> _TASK TO COMPLETE_:
Lines to restate from the data below: from the one containing "interface has been" to the one containing "version controlled documents.", both included. Give them again exactly, and only them.

GIVEN DATA START

PR #588, opened 2021-06-04
Added VCS compatibility to ChannelRepository

YuKitsune:
# Background

As part of Config-as-Code, new endpoints for channels have been made available which allow for a project ID and git ref to be specified.

# Results

The `ChannelRepository.Create` method now checks whether or not the target project is version controlled. If so, then the `projects/{projectId}/{gitRef}/channels` endpoint is used to create the channel, otherwise, the `channels` endpoint will be used. This provides backwards compatibility for existing implementations.

A new `ICreateProjectScoped<TResource>` interface has been added which allows for project-scoped resources to be created (E.g. `channels.Create(projectResource, channelResource);`) (Project ID is still required in the `ChannelResource`)

The `Modify` and `Delete` methods will continue to function without any changes, as Octopus Server adjusts the `Self` link for version controlled documents.

However, the `Get` method presents a challenge since there is only an `idOrHref` parameter, and no way to know which project or gitRef to search in. I think this should to be addressed separately.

GIVEN DATA END

> _ANSWER TO THIS TASK_:
A new `ICreateProjectScoped<TResource>` interface has been added which allows for project-scoped resources to be created (E.g. `channels.Create(projectResource, channelResource);`) (Project ID is still required in the `ChannelResource`)

The `Modify` and `Delete` methods will continue to function without any changes, as Octopus Server adjusts the `Self` link for version controlled documents.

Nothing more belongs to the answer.